Istri saya termasuk yang menentang saya keluar dari Bimbingan Belajar. Karena pendapatan di Sekolah jauh lebih minim dari yang saya dapatkan di Bimbingan Belajar. Tapi lagi, saya bersikukuh bahwa saya merasa sudah tidak merasakan kebahagiaan seperti dulu dan tidak bisa menyalurkan passion saya di Bimbingan Belajar. Saya merasa sudah saatnya pindah dari tempat lama saya. Sudah hampir enam tahun lamanya saya bekerja di Bimbingan belajar mulai sejak praktek kerja lapangan hingga diterima menjadi pengajar tetap saat lulus kuliah.

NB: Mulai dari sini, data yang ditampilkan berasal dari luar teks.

PR #516, opened 2017-01-12
Implement readv/writev support for TcpStream

alexcrichton:
This commit implements `readv` and `writev` support for TCP sockets in mio. This
corresponds to the `readv` and `writev` syscalls on Unix and a bit of custom
logic on Windows. On Windows writes are just concatenated into one buffer and
then handed off to IOCP, and each buffer to read into incurs a `recv` syscall
(currently). This may be optimizable in the future for Windows.

The other major factor in this commit is that a new `IoVec` type is added to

Setelah saya di sekolah harapannya selain bisa terus mengajar, saya juga tetap bisa mengikuti berbagai pertemuan seperti seperti Akademi berbagi, Obsat (Obrolan Langsat), bahkan kopi darat bersama para blogger Kompasiana dan komunitas lainnya.
Akhirnya pucuk dicinta ulam tiba. Ada sekolah Buddhis Nasional di daerah BSD, Tangerang Selatan yang menerima saya sebagai guru. Sebetulnya saya sudah diterima di sekolah ini tahun ajaran sebelumnya. Tapi saat itu saya masih ragu. Akhirnya setelah satu tahun menjalani perenungan panjang dan konsultasi pada orang tua saya memantapkan diri untuk menerima tawaran mengajar dari Sekolah Buddhis Nasional.
Saya tidak mengerti mengapa saya tidak diterima di sekolah-sekolah yang berbasiskan Agama Islam. Saya merenung mungkin saya yang salah. Permintaan salary saya mungkin terlalu besar sehingga mereka belum bisa menerima saya sebagai anggota 'keluarganya'.
Awalnya memang banyak pikiran-pikiran negatif yang lebih dulu muncul.
"Bagaimana saya bisa Sholat?"
"Bagaimana jika saya diajak kebaktian?